Perceba que isso também representaria uma dupla punição,
pois o devedor, que já é vitimado com juros, correção monetária, multa,
honorários advocatícios, além de sofrer execução judicial, que é uma ação muito
mais rápida, também perderia acesso a usufruir de seu direito de propriedade,
sendo considerada essa restrição como ilegal e como ofensa à honra e à
integridade do devedor.
Muitos síndicos já me ligaram irritadíssimos pelo fato de
que determinado morador devia mais de dez cotas condominiais e havia chegado no
condomínio ostentando seu veículo novo, zero quilômetro. A resposta que dou a
esses síndicos normalmente são as seguintes: "Olha, realmente isso é
irritante, mas você já cobrou o morador de forma extrajudicial? Tentou fazer um
acordo? Ah... sei! Tudo isso não surtiu efeito? Então porque você ainda não
distribuiu uma ação contra ele?"
E não adiantam os argumentos de que a restrição ao uso
das áreas comuns por parte dos devedores foi aprovada numa assembleia ou mesmo
consta da própria Convenção de Condomínio, pois isso é irrelevante diante da já
existência de meios próprios para cobrança.

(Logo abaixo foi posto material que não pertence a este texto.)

PR #2558, opened 2023-05-31
refactor(client): remove all mentions of `border-rk-light`

leafty:
The CSS class `border-rk-light` has no effect.


ciyer (approved):
Good cleanup!

PR #2928, opened 2023-11-29
feat: add /version endpoints

### LINKED ISSUE #1652: Add /version endpoint
The UI and the UI server should expose a public `GET /version` endpoint.

The response format should be the following one:
```
{
    "name": string,
    "versions": [
        {
            "version": string,
            "data": object
        }
    ]
}
```

* "name" will be either `renku-ui` or `renku-ui-server`
* "version" should be a SemVer valid value, possibly the tag or some combination of last tag + commit short-sha if it's a dev version
* "data" is optional, and it can be any arbitrary valid JSON object. I would either leave it out initially, or add the commit short-sha of the last commit `data: { commit: <short-sha> }`

leafty:
Fixes #1652.

Version endpoint: https://renku-ci-ui-2928.dev.renku.ch/ui-server/api/version.

Note: for the UI client, we can hit `/config.json` and get the information that way.


andre-code (approved):
LGTM 🚀

PR #2938, opened 2023-12-08
chore(client): let users delete a session from within it

### LINKED ISSUE #2825: Check if there is unsaved work before deleting a session
Right now when I go to delete a running session. I get this message

image

But this happens even when I have no unsaved or unpushed changes in the repo. The ui can call the sidecar in the session when the delete session button is pressed and display a proper message. In other words we can tell for certain whether there is or isnt unsaved data. And only display the unsaved data message when appropriate.

### LINKED ISSUE #2894: Add a Delete session button on the session page
## Motivation

Many sessions are meant to be temporary and can be deleted right away without pausing first.
We already allow Pause and Delete from the Sessions dropdown button, but users can only pause from the full-screen sessions page.

image

## Proposal

We could modify the Pause Session modal to allow stopping the session right away.
The text should clarify that pausing is safer and encourage it while deleting is permanent. Since users easily skip texts, we could try to:

- Move the "`x` weeks inactivity" info in the main text and re-use the alert to mention that deleting is permanent (perhaps a warning instead of info, but feel free to try different combinations and pick the best)
- Add a `Delete session` danger button and shorten the text on the "Back to Session" button -- "Cancel" should do it.

Ofc adapt the rest or the text where needed (E.G. the title)

### Additional information

There are concerns that this could confuse the users since they don't always read texts and might have no idea about the difference between pausing and stopping.
After pushing the PR, we can discuss and decide whether we like the solution or not. Closing a small PR instead of merging it isn't necessarily bad :slightly_smiling_face:

leafty:
Fixes #2894, fixes #2825.

* Adds a "Delete session" button on the session page
* The delete session modals have been updated to fetch the current `git` status.

renku-ci-ui-2938 dev renku ch_projects_flora thiebaut_a-playground-project_sessions_show_flora-2eth-a-2dplayground-2dproject-a4570512
renku-ci-ui-2938 dev renku ch_projects_flora thiebaut_a-playground-project_sessions_show_flora-2eth-a-2dplayground-2dproject-a4570512 (1)
renku-ci-ui-2938 dev renku ch_projects_flora thiebaut_a-playground-project_sessions_show_flora-2eth-a-2dplayground-2dproject-a4570512 (2)
renku-ci-ui-2938 dev renku ch_projects_flora thiebaut_a-playground-project_sessions_show_flora-2eth-a-2dplayground-2dproject-a4570512 (3)

/deploy


lorenzo-cavazzi (approved):
Very nice solution!

Just a detail: I can still click on the Delete session button while loading the session status on the Delete session modal. Should that be disabled until the session status is fetched?

leafty:
> Just a detail: I can still click on the Delete session button while loading the session status on the Delete session modal. Should that be disabled until the session status is fetched?

I don't think so, it's going to frustrate users who know what they are doing.

PR #2939, opened 2023-12-11
chore(client): update the session start warning

### LINKED ISSUE #2906: Change the unavailable image warning once the image is available
## Motivation

When trying to quick start a session just after a commit has been created (mind that many interactions requiring invoking renku-core APIs end up creating a commit) it's rather common to get the yellow warning because the new base image hasn't been built yet. Still, it will probably be ready within a few seconds, so the user can just try to click again.

image (1)

This turns out to be confusing for some users who don't know exactly what was the problem.

## Proposal

As soon as the image is available, we could either:

- Change the alert to Info and mention there was an error cause the image wasn't ready, but now it's available and trying to start the session again should work. Or...
- Add another Info alert below the Warning to explain the image is no available and trying to start the session again should work.

I generally don't like swapping alerts, but adding multiple alerts might be overkill and users might ignore the latest addition.

leafty:
Fixes #2906.

Update the session start warning when the image has finished building.

Screenshot from 2023-12-11 13-14-05
Screenshot from 2023-12-11 13-16-04
Screenshot from 2023-12-11 13-18-58

/deploy

### DIFF
--- a/client/src/features/project/GitLab.types.ts
+++ b/client/src/features/project/GitLab.types.ts
@@ -48,6 +48,7 @@ export interface GitLabPipelineJob {
   status:
     | "success"
     | "running"
+    | "created"
     | "pending"
     | "stopping"
     | "failed"
--- a/client/src/features/project/projectGitLab.api.ts
+++ b/client/src/features/project/projectGitLab.api.ts
@@ -82,6 +82,7 @@ const projectGitLabApi = createApi({
 
           const jobs = result.data as GitLabPipelineJob[];
           const found = jobs.find(({ name }) => name === jobName);
+          console.log({ jobs, found });
           if (found) {
             return { data: found };
           }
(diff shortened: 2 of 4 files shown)


lorenzo-cavazzi (changes requested):
I like the solution but something might be off in the logic. I made a new project and started a session right away, I got a yellow warning but it turned into a red one for failed images when the job _succeded_.
Refreshing the page shows the image as available

image

leafty:
> I like the solution but something might be off in the logic. I made a new project and started a session right away, I got a yellow warning but it turned into a red one for failed images when the job _succeded_. Refreshing the page shows the image as available

Solved in [4e013cf](https://github.com/SwissDataScienceCenter/renku-ui/pull/2939/commits/4e013cf8508eb270df797e6ffff96416487e10b2).

lorenzo-cavazzi (approved):
Now that I see it, the additional start button in the warning looks a little weird... but that fixed the issue as intended :+1: 

@rokroskar what do you think about this solution?

PR #2940, opened 2023-12-11
fix(client): fix numeric id redirect for projects

### LINKED ISSUE #1490: Support numeric namespaces
## Description

Users with a numeric namespace, intended as numbers **only**, can't access their projects (nor can anyone else).
The problem is that the URL has the form `<renkulab_deployment>/projects/12345/<project_name>` and the numeric part is interpreted as a numeric project id.

## Reproduce

Try to access this project created in the user namespace `12345`. The user registered through an email address like `12345@email.com`.
https://dev.renku.ch/projects/12345/test

leafty:
Fixes #1490.

/deploy

### DIFF
--- a/client/src/project/Project-Route.test.js
+++ b/client/src/project/Project-Route.test.js
@@ -138,37 +138,14 @@ describe("id route extraction", () => {
     expect(pathComponents.baseUrl).toEqual("/projects/1");
     expect(pathComponents.namespace).toEqual(null);
   });
-  it("handles project-id sub routes", () => {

Julgado recente do Egrégio Tribunal de Justiça do Estado
de Mato Grosso, de sua Terceira Câmara de Direito Privado, processo n.º
1008956-78.2018.8.11.0000, em agravo de instrumento, da Relatora Desembargadora
Cleuci Terezinha Chagas Pereira da Silva, de 05/12/2018, assim entendeu:
"EMENTA -
AGRAVO DE INSTRUMENTO - AÇÃO ANULATÓRIA - COTAS CONDOMINIAIS EM ATRASO -
PROIBIÇÃO DA UTILIZAÇÃO DAS ÁREAS DE USO COMUM - COAÇÃO NA TENTATIVA DE BUSCAR
O CRÉDITO - RECURSO PROVIDO. A inadimplência do condômino não justifica a
vedação de uso das áreas condominiais comuns, pois se caracteriza como conduta
coercitiva ilegítima, mormente considerando que a dívida está sendo discutida
judicialmente e ordenamento jurídico coloca à disposição do condomínio
instrumentos de coercibilidade, de garantia e de cobrança da dívida, conforme
se constata nos arts. 1.336 e 1.337, ambos do Código Civil."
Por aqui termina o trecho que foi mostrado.